🤖 AI Summary
This work addresses the vulnerability of federated learning to data poisoning attacks, noting that existing generative approaches—such as GANs—often produce malicious samples that exhibit statistical inconsistencies, rendering them easily detectable. To overcome this limitation, the paper introduces PCDM, the first framework to leverage conditional diffusion models for federated poisoning attacks.

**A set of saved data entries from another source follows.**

PR #325, opened 2016-06-20
Update Fetch to support Token Binding.

vanupam:
***
<a href="https://whatpr.org/fetch/325.html" title="Last updated on Apr 14, 2018, 3:43 AM GMT (a0c5c1f)">Preview</a> | <a href="https://whatpr.org/fetch/325/5b7dae0...a0c5c1f.html" title="Last updated on Apr 14, 2018, 3:43 AM GMT (a0c5c1f)">Diff</a>

PR #715, opened 2018-04-19
Update Fetch to support Token Binding

### LINKED ISSUE #30: Add support for federated token binding to fetch
I'm proposing to add support for (federated) [Token Binding](https://github.com/TokenBinding/) to fetch.

I've written a requirements/problem-description document for a Token Binding DOM API: https://docs.google.com/document/d/1x_3KI_v35NQFEsAbGGjNcyTw3Waoy1mL3YfTaQbyyuM/view?rm=minimal&pli=1

While I have included a strawman proposal in the doc, I'd appreciate help from the fetch editors/implementers to figure out what the right approach is.

vanupam:
This PR obsoletes a prior one:

https://github.com/whatwg/fetch/pull/325

[This fixes #30.]

***
<a href="https://whatpr.org/fetch/715.html" title="Last updated on Jul 25, 2018, 11:44 PM GMT (a823d27)">Preview</a> | <a href="https://whatpr.org/fetch/715/7ab665e...a823d27.html" title="Last updated on Jul 25, 2018, 11:44 PM GMT (a823d27)">Diff</a>

### DIFF
--- a/fetch.bs
+++ b/fetch.bs
@@ -1069,8 +1069,7 @@ e.g., bind HTTP cookies or OAuth tokens that it issues to the user agent.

PCDM enables fine-grained control over locally crafted malicious data through tunable poisoning vectors and incorporates a skip-diffusion strategy to enhance generation efficiency. Extensive experiments across five benchmark datasets—MNIST, Fashion-MNIST, CIFAR-10, CIFAR-100, and VRAI—demonstrate that PCDM significantly degrades global model accuracy while achieving superior stealthiness, thereby evading detection by state-of-the-art Byzantine-robust aggregation mechanisms more effectively than prior methods.
📝 Abstract
Federated learning (FL) is vulnerable to data poisoning attacks due to its distributed nature. Although recent GAN-based data poisoning methods have indicated the potential of using generative AI to generate seemingly legitimate poisoned data, the inherent consistency of GAN outputs can still reveal a sign of data poisoning. In this paper, we propose a diffusion-based data poisoning framework against FL systems, which leverages a Poisoning-Oriented Conditional Diffusion Model (PCDM) to enable fine-grained control over the local generation of poisoned data while ensuring both attack effectiveness and stealthiness. Our PCDM incorporates an adjustable poisoning vector within the global context to precisely control the generation of poisoned data, with theoretical guarantees on attack performance. Furthermore, it employs a novel jumping diffusion strategy for lightweight and efficient poisoned data generation. We conduct the most systematic and broad experimental evaluation for FL poisoning attacks against various defenses, including advanced Byzantine robust aggregation mechanisms, on four open datasets: MNIST, Fashion-MNIST, CIFAR-10, CIFAR-100, and a real-world wireless-specific dataset VRAI. Our results demonstrate that PCDM is less likely to exhibit statistical anomalies compared with the state-of-the-art methods while more effectively degrading global FL performance, which poses a significant risk to data security in FL.